Ölelim bari de kurtulalım şu işlerden artık… Zaten birçoğumuz maalesef bu noktaya cidden geldi ve hayatlarına son verdi. Çocuğunu besleyemeyen, ısıtamayan anneler, babalar... Borçlarının altında iki büklüm olup eşinin dostunun yüzüne bakamayanlar kendi kendilerine “Yeter” dediler ve çektiler gittiler.
Peki bu kararı onlara kim verdirdi? Kim onları bu şartlar altında zorla yaşamaya mâhkum etti? Cevap belli.

***

Normal görevi vatandaşını hayatta tutmak ve vatandaşının huzuru için varolmak zorunda olan sistem, bizdeki haliyle dev bir gündelik bir eziyet makinesine dönüştü. Eziyetinizi öğrenci olarak da çekebilirsiniz köylü olarak da çalışan olarak da farklı düşünerek de... Bakınca bir noktada adil bir sistem aslında. Artık bu makinenin bizden tek istediği varımızı yoğumuzu almak, hatta satabilse bizi bile satacak bir açgözlülükle bir şekilde kendi varoluşu için bizim hayatlarımızın üzerine basarak yüzme bilmediği medeniyet denizinde boğulmamaya çalışmak.


Medeniyet gerçekten de bir deniz gibi. Deniz görmemiş insan yüzmeye -eğer sudan korkmuyorsa- önce kıyıda başlar, suya alışır, sonra cesaretini toplar ve yüzmeye başlar. Nedense bizimkisi hem cesur değil, hem de yüzmeyi öğrenmek istememekte ama suyun ortasında olmakta ısrarlı. Tabii ki suda kalabilmek için tek şey yüzme öğrenmek değil. Kolunuzda kolluk olur, belinizde şambrel olur, yine yüzersiniz. Aslında denizde yüzmeyi bilenlerin bildiği bir gerçek ise şudur: Suda yüzebilmek için hiçbir şey yapmanıza gerek yoktur. Sakin olun vücudunuzu dinlemeniz, sonra da dengeli bir şekilde sırt üstü uzanmanız yeterlidir.

***

Bu en tuzlu ve ilkel medeniyet denizi için geçerlidir. Tabii ki bundan farklı olarak tuzlu olmayan, hatta klorlu sular, özel antrenman ve yarış havuzları da vardır.
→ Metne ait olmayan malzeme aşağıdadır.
PR #889, opened 2023-03-01
feat: Configure which fields to add to index

### LINKED ISSUE #875: Secondary indexes are specified in schema
Update secondary indexes to be specified in the schema:

- [ ] Store which fields are indexes
- [ ] Store if index is ready to be read
- [ ] Build function to build index from a table scan

garrensmith:
## Describe your changes
Secondary indexes are now configurable via the schema. Adding `index: true` to a top level field will add that field to the secondary index. The schema rules have been updated to make sure that only top level fields can be indexed.

All tests should pass. I've updated some of the update and delete test's so that the queries will use the secondary index

Fixes #875

### DIFF
--- a/schema/rules.go
+++ b/schema/rules.go
@@ -26,7 +26,7 @@ var (
 )
 
 var validators = []Validator{
-	&IndexSchemaValidator{},
+	&PrimaryIndexSchemaValidator{},
 	&FieldSchemaValidator{},
 }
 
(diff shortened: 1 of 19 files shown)


schema/rules.go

Tuzsuz su kaldırıcılığı daha düşük olduğu için yüzme bileni de zorlar. Her gün antrenman yapmazsanız, 10 metre yüzdünüz mü yorgun düşersiniz. Daha ileri medeniyetler ise bu havuzlarda kendi aralarında yüzme yarışı düzenlerler. Biz daha en tuzlu suda boğulacak gibiyiz. Boğulmamak için ayaklarımızın altında ise çok ucuz olduğu için vatandaşlarımız var. Anca onlara ayak ucuyla dokunup suda kalmaya çalışırken bir de yüzme bilmeyen ama kıyıda hunharca eğlenen kaba saba insanlar gibi suyu sağa sola sıçratıyor, ağzımızı suyun içine sokup “Eaaaooğğğ!” diye sesler çıkartıp, denize giren diğer insanları da tedirgin ediyoruz adeta.

Daha ilerisinde yüksekten atlama vardır. Bunda artık denge ve vücuda hakim olmak da giderek ön plana çıkar. 15 metreden taklalar atar ve göbek üstü pişmeden suya girebilmek ayrı bir medeniyet seviyesidir. Aynı akademik ve bilimsel araştırmalar ve insanlığı ileri taşıyacak buluşlara imza atmak gibi.
Daha yüzmeyi bilmiyoruz, hâlâ suda tantana yapıyoruz. İşin fenası yüzme bilmediğimiz gibi bir de soğukkanlı değiliz. Tek başımıza yüzemediğimiz gibi herkesin de bizi ayaklarımızdan tutup aşağılara, diplere çekeceğinden korkuyoruz. Hadi onu da geçtim, suyun dibini görmediğimiz yerlerinden de etimize düşkün balıkların gelip bizi kapacağından korkuyoruz.

Oysa her şey yüzmeyi öğrenmekle başlayacak. Yüzmeyi öğrenmeyi istemezsek, sonsuza kadar ya kıyıda kalırız, ya da bir gün sırtına basacağımız halk da kalmaz. Kendi kendimize çırpınır dururuz.

Halimiz aynı bu şekilde. Oysa ki bisiklete binelim de demiyoruz. Hareket etmeyelim, biraz korkumuzu azaltalım ve yüzelim artık.